Placing such a hash in the Times would satisfy the three properties:

  1. The morning title is in the hash, so any transaction that contributed to this hash value must have occurred. after The newspaper of today has been published.
  2. The hash value appears in the next day's log, so any transaction that contributed to this hash value must have occurred. before the hash appeared in the next day's newspaper.
  3. Since finding two chains that give the same hash is impossibleOnce a hash is in the paper, it is impossible to change the data that created the hash, so any transaction that contributed to this hash value is unchangeable.
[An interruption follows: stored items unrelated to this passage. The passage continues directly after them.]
Issue #56, opened 2017-08-09
implement mvp benchmark calls to db


spacejam:
take the arguments, and implement these operations:
1. spin up the specified number of threads
1. execute the desired number of total operations
1. roughly maintain the specified proportion of reads, writes, cas, del, and scan operations among the operations

pmuens:
Quick update on this one that the conversation in #55 should be taken into account here.

Specifically:

- https://github.com/spacejam/rsdb/issues/55#issuecomment-321545616
- https://github.com/spacejam/rsdb/issues/55#issuecomment-322003016

PR #66, opened 2017-08-11
Read CLI args for benchmarking tool

### LINKED ISSUE #55: read in arguments for benchmark tool
the benchmark tool should accept arguments for these parameters:
1. number of threads
1. number of total operations
1. proportion of reads, writes, cas, del, and scan operations among the operations
1. freshness bias (prefer recent/likely to be in cache, prefer old/not likely to be in cache, no preference)
1. non-present-key chance (the chance that a request for cas/get/set/del may be sent for a key that does not exist)
1. key size min, max, median
1. value size min, max, median
1. scan iterations min, max, median

pmuens:
Closes #55 

Can be tested via `cargo build && ./target/debug/bench --num-threads 42`

### DIFF
--- a/src/bin/bench.rs
+++ b/src/bin/bench.rs
@@ -1,0 +1,489 @@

The Daily Hash page can be placed in the center of the paper, next to the deepest pages of the sports section. It would not be a good read, but it could help to effectively audit companies in which we place a lot of trust.

In fact, a company called Bail offers such a service, but it's just that: a service. And if it was mandatory for the banks and other institutions in which we are very confident to publish a daily hash of their book and have it printed in the Times?


Newspapers and blockchains can provide the three key properties listed above.

But the blockchain on paper is so much simpler. No sharding, bifurcation, 51% attacks, Byzantine generals, tokens, cryptographic markets, gas, secret keys, distributed ledgers, privacy issues, etc. To name just a few!